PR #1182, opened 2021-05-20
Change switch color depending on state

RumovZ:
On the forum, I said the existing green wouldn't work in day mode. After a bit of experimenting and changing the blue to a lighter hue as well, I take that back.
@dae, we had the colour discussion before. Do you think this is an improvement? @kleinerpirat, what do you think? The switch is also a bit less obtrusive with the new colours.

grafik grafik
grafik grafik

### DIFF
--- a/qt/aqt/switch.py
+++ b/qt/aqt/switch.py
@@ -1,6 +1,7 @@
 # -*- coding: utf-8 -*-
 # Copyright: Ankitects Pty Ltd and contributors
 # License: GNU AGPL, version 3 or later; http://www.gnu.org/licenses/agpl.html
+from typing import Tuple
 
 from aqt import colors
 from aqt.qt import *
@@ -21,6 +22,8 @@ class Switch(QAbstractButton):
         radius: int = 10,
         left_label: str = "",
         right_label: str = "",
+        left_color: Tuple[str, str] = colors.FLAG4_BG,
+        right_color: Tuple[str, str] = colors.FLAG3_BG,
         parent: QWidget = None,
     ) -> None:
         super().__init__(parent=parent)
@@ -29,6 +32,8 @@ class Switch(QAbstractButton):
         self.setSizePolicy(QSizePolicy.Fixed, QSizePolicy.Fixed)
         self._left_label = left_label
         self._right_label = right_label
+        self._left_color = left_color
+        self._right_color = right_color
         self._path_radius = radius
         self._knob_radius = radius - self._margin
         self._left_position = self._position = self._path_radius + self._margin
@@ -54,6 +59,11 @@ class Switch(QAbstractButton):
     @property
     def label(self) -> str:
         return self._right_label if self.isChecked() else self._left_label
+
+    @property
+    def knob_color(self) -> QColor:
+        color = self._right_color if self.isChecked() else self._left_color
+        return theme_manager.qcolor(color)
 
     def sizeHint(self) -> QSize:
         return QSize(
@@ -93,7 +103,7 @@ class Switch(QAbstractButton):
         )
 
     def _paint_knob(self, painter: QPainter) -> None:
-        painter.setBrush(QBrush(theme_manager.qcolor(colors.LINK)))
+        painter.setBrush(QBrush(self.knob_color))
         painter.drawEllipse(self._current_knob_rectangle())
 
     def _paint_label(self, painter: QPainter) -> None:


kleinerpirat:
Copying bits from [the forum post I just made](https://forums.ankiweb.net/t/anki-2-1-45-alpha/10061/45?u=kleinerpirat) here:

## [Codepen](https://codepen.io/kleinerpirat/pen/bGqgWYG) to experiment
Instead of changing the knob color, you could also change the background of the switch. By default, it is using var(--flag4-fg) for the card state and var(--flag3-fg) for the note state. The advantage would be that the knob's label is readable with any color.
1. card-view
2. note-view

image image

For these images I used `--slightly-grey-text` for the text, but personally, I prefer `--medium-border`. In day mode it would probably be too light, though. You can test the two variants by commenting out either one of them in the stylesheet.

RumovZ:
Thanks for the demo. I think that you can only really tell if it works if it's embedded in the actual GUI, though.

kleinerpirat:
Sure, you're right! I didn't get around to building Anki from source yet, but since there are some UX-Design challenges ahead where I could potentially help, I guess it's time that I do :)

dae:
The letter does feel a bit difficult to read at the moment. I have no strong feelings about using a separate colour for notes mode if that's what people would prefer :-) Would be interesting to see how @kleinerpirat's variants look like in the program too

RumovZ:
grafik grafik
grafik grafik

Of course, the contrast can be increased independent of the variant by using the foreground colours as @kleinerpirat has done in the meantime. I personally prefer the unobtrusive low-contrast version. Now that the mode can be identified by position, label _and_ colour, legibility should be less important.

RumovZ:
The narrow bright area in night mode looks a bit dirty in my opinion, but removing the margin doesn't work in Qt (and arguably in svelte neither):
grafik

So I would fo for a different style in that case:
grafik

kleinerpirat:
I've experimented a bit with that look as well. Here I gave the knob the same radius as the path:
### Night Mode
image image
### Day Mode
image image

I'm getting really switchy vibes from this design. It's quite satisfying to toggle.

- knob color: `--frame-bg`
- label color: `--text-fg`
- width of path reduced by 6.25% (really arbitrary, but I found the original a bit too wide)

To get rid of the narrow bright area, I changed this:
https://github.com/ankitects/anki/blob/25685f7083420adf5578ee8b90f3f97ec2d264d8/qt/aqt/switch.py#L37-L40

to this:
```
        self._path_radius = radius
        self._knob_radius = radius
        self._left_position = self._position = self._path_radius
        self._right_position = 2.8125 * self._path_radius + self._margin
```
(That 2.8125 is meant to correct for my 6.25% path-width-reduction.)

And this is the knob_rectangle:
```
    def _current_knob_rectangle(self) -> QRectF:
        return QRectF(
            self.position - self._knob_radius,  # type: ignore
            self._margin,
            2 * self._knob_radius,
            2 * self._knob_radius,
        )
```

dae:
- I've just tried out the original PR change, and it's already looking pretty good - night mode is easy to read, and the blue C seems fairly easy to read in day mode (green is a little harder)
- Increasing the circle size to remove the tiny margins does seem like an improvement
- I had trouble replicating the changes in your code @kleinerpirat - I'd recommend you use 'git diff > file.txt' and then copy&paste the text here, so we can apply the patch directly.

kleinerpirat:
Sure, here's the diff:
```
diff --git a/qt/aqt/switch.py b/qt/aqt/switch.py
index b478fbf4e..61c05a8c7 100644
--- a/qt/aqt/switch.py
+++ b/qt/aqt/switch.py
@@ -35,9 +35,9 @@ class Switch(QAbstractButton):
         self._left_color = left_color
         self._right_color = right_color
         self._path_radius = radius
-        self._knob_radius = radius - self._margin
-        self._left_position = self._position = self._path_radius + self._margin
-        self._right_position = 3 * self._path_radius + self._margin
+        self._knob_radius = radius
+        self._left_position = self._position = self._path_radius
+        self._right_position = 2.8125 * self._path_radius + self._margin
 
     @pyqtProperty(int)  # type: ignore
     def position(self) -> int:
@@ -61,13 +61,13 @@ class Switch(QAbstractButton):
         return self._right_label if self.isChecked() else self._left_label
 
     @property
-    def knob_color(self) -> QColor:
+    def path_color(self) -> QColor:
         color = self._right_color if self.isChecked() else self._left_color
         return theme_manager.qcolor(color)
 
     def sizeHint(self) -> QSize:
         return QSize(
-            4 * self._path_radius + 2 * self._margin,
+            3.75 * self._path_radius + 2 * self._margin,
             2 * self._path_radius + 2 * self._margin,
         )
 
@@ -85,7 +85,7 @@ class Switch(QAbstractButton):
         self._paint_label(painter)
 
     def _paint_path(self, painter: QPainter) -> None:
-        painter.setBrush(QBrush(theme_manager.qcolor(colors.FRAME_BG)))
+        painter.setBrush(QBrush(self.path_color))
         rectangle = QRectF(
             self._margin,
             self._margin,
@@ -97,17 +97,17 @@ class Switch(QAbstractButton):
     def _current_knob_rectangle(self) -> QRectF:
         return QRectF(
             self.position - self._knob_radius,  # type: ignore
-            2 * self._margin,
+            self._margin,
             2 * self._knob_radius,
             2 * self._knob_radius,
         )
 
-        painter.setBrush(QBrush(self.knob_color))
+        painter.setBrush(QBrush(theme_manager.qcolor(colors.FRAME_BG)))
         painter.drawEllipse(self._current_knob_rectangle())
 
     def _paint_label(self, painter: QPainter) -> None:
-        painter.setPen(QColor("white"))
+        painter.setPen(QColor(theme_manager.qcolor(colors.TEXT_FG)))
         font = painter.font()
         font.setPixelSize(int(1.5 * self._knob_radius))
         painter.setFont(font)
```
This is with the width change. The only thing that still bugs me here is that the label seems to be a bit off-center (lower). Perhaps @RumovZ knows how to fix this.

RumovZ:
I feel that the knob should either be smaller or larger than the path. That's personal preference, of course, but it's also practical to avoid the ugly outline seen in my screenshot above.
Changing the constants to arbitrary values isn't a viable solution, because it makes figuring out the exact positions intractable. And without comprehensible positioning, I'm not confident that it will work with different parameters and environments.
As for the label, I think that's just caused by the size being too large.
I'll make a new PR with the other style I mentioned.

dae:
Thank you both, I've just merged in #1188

- - -

Task prompt:
The answer is the records above restated word for word from their opening line through the line that holds "# -*- coding: utf-8", both included, and nothing else.

Result of this task:
PR #1182, opened 2021-05-20
Change switch color depending on state

RumovZ:
On the forum, I said the existing green wouldn't work in day mode. After a bit of experimenting and changing the blue to a lighter hue as well, I take that back.
@dae, we had the colour discussion before. Do you think this is an improvement? @kleinerpirat, what do you think? The switch is also a bit less obtrusive with the new colours.

grafik grafik
grafik grafik

### DIFF
--- a/qt/aqt/switch.py
+++ b/qt/aqt/switch.py
@@ -1,6 +1,7 @@
 # -*- coding: utf-8 -*-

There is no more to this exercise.